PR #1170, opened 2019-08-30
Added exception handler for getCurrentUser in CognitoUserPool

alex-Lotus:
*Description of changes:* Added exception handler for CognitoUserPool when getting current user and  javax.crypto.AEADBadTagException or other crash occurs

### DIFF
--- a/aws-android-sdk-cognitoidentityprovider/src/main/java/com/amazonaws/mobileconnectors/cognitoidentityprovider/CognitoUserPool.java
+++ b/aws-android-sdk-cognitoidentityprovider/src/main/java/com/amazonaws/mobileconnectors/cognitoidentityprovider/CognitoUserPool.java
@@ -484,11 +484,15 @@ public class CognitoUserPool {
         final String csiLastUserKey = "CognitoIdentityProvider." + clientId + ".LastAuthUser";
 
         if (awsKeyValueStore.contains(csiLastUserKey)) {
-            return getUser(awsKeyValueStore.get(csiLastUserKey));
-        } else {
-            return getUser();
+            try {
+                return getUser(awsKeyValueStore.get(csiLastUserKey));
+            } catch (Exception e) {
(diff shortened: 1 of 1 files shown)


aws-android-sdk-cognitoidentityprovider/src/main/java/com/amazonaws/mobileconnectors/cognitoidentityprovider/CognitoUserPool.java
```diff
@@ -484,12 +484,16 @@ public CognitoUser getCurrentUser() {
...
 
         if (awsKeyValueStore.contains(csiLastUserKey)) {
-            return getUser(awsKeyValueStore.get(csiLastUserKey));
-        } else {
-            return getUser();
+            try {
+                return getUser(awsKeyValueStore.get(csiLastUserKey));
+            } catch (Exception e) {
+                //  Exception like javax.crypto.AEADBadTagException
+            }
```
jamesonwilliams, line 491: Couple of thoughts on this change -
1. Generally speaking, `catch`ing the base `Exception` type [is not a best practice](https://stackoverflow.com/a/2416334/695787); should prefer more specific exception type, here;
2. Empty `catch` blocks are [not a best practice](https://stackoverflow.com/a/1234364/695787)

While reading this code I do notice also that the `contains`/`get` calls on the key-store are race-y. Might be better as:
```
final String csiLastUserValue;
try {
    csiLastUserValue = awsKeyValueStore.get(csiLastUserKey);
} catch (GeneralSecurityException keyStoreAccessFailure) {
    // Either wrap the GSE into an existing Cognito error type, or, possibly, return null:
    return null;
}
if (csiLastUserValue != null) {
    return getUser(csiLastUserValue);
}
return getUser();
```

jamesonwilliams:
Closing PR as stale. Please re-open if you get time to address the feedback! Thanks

______

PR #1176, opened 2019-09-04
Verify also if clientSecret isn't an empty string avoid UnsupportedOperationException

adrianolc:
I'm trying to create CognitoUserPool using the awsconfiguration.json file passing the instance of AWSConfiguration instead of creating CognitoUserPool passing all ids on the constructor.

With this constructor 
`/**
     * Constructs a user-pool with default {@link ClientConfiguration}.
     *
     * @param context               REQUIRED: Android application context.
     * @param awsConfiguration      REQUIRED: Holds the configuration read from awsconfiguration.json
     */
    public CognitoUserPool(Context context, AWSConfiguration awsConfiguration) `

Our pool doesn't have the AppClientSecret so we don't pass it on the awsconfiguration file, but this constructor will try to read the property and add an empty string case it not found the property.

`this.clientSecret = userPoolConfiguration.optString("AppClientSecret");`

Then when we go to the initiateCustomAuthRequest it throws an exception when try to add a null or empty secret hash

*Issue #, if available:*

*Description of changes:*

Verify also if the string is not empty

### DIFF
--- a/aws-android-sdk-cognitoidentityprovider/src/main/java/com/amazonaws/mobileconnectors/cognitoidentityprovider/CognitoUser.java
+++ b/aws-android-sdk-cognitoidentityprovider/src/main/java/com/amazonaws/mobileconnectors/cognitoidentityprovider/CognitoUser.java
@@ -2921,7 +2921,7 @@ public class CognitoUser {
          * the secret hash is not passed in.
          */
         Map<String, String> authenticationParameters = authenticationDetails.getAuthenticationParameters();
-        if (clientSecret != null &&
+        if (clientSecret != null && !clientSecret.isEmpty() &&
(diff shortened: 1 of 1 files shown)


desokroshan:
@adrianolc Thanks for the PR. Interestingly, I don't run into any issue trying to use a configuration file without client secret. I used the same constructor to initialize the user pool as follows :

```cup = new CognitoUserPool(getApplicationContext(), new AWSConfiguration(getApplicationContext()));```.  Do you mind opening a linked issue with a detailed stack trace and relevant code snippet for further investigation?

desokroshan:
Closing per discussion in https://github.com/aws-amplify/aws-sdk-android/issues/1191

______

▶ Task instructions:
Count the lines in the listing above that include the word "changes", and respond with that number alone.

▶ The answer:
2